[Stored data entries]
-=-=-
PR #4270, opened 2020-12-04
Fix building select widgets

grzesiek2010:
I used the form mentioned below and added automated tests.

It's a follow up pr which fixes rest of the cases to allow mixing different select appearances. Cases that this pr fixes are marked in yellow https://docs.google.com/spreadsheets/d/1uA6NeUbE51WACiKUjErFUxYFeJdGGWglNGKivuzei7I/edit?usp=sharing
-=-=-
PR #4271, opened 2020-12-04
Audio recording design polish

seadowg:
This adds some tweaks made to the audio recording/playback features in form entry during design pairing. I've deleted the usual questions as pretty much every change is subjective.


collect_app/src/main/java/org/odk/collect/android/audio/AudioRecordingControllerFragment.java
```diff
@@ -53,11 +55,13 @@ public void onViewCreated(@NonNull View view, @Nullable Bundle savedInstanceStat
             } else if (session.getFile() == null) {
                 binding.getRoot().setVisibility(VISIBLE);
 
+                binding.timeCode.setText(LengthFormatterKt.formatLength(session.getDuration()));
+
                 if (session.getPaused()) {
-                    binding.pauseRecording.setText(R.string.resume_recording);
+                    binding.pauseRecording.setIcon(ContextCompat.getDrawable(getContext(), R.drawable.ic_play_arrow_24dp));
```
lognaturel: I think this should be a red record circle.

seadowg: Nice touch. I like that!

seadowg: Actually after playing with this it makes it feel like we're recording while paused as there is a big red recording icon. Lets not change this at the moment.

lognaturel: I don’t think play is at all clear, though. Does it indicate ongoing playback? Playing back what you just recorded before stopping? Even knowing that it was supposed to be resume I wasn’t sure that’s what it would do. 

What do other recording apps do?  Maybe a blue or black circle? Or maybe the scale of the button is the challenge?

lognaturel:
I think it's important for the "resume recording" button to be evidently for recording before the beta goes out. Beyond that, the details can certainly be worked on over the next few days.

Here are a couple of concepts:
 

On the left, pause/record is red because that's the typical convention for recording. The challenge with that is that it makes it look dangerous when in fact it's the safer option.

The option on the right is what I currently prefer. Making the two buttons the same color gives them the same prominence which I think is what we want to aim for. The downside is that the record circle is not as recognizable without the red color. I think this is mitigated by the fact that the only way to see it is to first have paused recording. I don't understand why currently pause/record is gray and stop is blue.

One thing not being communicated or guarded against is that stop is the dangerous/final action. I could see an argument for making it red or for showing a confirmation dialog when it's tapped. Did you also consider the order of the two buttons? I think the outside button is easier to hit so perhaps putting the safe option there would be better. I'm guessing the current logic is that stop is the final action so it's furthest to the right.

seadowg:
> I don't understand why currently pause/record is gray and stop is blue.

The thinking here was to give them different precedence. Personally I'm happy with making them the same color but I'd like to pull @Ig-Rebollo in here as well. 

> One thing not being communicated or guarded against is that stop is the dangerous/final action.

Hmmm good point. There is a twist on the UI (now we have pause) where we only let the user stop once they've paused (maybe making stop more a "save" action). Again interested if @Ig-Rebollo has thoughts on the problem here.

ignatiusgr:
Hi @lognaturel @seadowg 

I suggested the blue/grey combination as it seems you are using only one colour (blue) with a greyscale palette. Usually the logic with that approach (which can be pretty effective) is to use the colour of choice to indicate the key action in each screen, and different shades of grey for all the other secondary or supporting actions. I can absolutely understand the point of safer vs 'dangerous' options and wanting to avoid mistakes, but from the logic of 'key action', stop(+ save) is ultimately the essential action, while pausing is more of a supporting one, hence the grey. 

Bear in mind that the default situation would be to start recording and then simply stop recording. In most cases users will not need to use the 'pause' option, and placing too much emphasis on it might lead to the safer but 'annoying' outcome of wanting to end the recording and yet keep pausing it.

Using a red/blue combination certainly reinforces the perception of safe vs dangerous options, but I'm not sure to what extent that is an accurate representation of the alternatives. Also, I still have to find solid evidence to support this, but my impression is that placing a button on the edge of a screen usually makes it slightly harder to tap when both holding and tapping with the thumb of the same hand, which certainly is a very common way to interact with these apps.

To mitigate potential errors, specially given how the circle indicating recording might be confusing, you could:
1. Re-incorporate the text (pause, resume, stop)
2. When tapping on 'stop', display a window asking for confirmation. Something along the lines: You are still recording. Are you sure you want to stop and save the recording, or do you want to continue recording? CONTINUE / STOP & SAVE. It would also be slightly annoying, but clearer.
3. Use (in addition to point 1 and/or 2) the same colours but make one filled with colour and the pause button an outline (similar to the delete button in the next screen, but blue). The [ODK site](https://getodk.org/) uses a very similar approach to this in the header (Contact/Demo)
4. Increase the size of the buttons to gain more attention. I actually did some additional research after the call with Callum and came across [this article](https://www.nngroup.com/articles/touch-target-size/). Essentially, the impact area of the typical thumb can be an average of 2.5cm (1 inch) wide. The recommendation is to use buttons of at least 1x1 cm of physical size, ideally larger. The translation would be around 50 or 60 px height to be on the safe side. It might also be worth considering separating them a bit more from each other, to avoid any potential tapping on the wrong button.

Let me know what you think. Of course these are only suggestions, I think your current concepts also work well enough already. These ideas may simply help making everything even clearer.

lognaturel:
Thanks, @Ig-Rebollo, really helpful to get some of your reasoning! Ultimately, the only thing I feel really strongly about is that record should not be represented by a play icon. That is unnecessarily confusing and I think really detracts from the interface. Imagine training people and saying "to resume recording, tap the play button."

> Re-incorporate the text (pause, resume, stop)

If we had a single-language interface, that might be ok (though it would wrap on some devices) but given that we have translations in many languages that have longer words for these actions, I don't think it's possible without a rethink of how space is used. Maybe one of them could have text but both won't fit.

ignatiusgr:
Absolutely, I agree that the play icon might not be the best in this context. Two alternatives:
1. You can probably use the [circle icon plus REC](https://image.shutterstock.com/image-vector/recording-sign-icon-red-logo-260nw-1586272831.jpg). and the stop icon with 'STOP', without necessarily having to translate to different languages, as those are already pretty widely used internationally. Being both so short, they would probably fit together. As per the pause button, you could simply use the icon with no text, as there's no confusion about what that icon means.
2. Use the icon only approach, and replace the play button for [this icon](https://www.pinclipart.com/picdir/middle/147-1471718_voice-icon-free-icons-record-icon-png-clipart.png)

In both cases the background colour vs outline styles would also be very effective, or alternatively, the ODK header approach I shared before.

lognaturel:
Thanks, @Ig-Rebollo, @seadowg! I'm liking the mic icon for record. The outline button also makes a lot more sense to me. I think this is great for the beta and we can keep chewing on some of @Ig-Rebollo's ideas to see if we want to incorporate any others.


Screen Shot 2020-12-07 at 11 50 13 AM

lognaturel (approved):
-=-=-
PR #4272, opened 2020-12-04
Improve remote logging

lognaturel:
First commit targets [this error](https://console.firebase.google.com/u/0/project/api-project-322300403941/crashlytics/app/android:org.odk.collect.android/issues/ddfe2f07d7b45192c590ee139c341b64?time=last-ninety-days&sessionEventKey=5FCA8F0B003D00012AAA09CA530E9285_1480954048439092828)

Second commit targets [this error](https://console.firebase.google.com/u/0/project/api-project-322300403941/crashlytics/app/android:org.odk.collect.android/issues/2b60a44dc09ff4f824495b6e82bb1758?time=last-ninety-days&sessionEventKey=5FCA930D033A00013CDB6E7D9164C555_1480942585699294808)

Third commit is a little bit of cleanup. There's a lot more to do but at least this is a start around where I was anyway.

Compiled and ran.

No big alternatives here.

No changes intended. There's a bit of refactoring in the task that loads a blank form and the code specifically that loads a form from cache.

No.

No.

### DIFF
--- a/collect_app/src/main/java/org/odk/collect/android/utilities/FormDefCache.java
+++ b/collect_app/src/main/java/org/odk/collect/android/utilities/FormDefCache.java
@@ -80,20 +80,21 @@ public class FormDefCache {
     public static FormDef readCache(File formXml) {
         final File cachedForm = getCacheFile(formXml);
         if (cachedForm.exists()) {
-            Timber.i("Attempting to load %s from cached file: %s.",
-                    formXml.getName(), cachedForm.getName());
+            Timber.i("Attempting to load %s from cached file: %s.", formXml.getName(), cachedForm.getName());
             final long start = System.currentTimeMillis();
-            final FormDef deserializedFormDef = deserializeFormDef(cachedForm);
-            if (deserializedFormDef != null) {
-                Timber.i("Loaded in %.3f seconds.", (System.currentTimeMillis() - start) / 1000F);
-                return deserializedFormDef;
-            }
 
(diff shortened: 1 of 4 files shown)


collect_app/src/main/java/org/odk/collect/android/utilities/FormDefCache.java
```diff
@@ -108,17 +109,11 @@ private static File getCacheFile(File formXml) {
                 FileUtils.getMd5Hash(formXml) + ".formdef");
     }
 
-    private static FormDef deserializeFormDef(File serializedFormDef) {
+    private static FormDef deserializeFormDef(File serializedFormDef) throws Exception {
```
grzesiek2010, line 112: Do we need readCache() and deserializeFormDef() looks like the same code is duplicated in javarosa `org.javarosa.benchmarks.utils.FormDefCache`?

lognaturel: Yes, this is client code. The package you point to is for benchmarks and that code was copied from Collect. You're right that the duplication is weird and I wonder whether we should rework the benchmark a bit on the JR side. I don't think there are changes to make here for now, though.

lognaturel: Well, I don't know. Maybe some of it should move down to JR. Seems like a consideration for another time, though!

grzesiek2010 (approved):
-=-=-
▸ **Goal of the exercise**:
The required answer is the exact run of lines above starting at the line with "PR #4270, opened 2020-12-04" and ending at the line with "It's a follow", with both ends present.

▸ **Response to this task**:
PR #4270, opened 2020-12-04
Fix building select widgets

grzesiek2010:
I used the form mentioned below and added automated tests.

It's a follow up pr which fixes rest of the cases to allow mixing different select appearances. Cases that this pr fixes are marked in yellow https://docs.google.com/spreadsheets/d/1uA6NeUbE51WACiKUjErFUxYFeJdGGWglNGKivuzei7I/edit?usp=sharing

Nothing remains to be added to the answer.